• **STORED DATA**:
◆ ◆ ◆ ◆ ◆ ◆ ◆

PR #994, opened 2024-03-04
Drive invalid in AXI VCs

LukasVik:
When the 'valid' signal is low for an AXI (-Lite) channel, the signals of the channel should be driven with 'X'.
They should not keep their value from the last time the channel was valid.
This can hide errors in the DUT if the DUT samples values in the wrong clock cycle.

This change is largely inspired by the AXI-Stream VCs.

Note that this changes the default behavior of the three VCs, so in some sense it is a breaking change.
This could be avoided by setting the default value ``drive_invalid`` generic to ``false``.
Though having it set to ``true`` is symmetric with the AXI-Stream VCs.
And in my personal opinion it should be enabled in pretty much all cases, to get a stronger test.

### DIFF
--- a/vunit/vhdl/verification_components/src/axi_lite_master.vhd
+++ b/vunit/vhdl/verification_components/src/axi_lite_master.vhd
@@ -19,10 +19,12 @@ context work.com_context;
 context work.vunit_context;
 
 entity axi_lite_master is
-  generic(
-    bus_handle : bus_master_t
+  generic (
+    bus_handle : bus_master_t;
+    drive_invalid : boolean := true;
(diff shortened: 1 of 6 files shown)


LukasVik:
Note that this is a reopen of #802, which I accidentally closed by deleting my fork, not realizing that this would close the PR. Could not find a way to open that again, so I create this new PR instead.

The diff is exactly the same, which has been reviewed by two people in #802. I have added two commits above, however, that fix some minor formatting and comments.

LarsAsplund:
I'm ok with these changes but still some work on the test cases to have them pass. At this point, breaking changes are ok since next release is v5.0.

◆ ◆ ◆ ◆ ◆ ◆ ◆

• **HOW TO COMPLETE THIS TASK**: Set out the records again, exactly as they appear above.

• **THE COMPLETED TASK**:
PR #994, opened 2024-03-04
Drive invalid in AXI VCs

LukasVik:
When the 'valid' signal is low for an AXI (-Lite) channel, the signals of the channel should be driven with 'X'.
They should not keep their value from the last time the channel was valid.
This can hide errors in the DUT if the DUT samples values in the wrong clock cycle.

This change is largely inspired by the AXI-Stream VCs.

Note that this changes the default behavior of the three VCs, so in some sense it is a breaking change.
This could be avoided by setting the default value ``drive_invalid`` generic to ``false``.
Though having it set to ``true`` is symmetric with the AXI-Stream VCs.
And in my personal opinion it should be enabled in pretty much all cases, to get a stronger test.

### DIFF
--- a/vunit/vhdl/verification_components/src/axi_lite_master.vhd
+++ b/vunit/vhdl/verification_components/src/axi_lite_master.vhd
@@ -19,10 +19,12 @@ context work.com_context;
 context work.vunit_context;
 
 entity axi_lite_master is
-  generic(
-    bus_handle : bus_master_t
+  generic (
+    bus_handle : bus_master_t;
+    drive_invalid : boolean := true;
(diff shortened: 1 of 6 files shown)


LukasVik:
Note that this is a reopen of #802, which I accidentally closed by deleting my fork, not realizing that this would close the PR. Could not find a way to open that again, so I create this new PR instead.

The diff is exactly the same, which has been reviewed by two people in #802. I have added two commits above, however, that fix some minor formatting and comments.

LarsAsplund:
I'm ok with these changes but still some work on the test cases to have them pass. At this point, breaking changes are ok since next release is v5.0.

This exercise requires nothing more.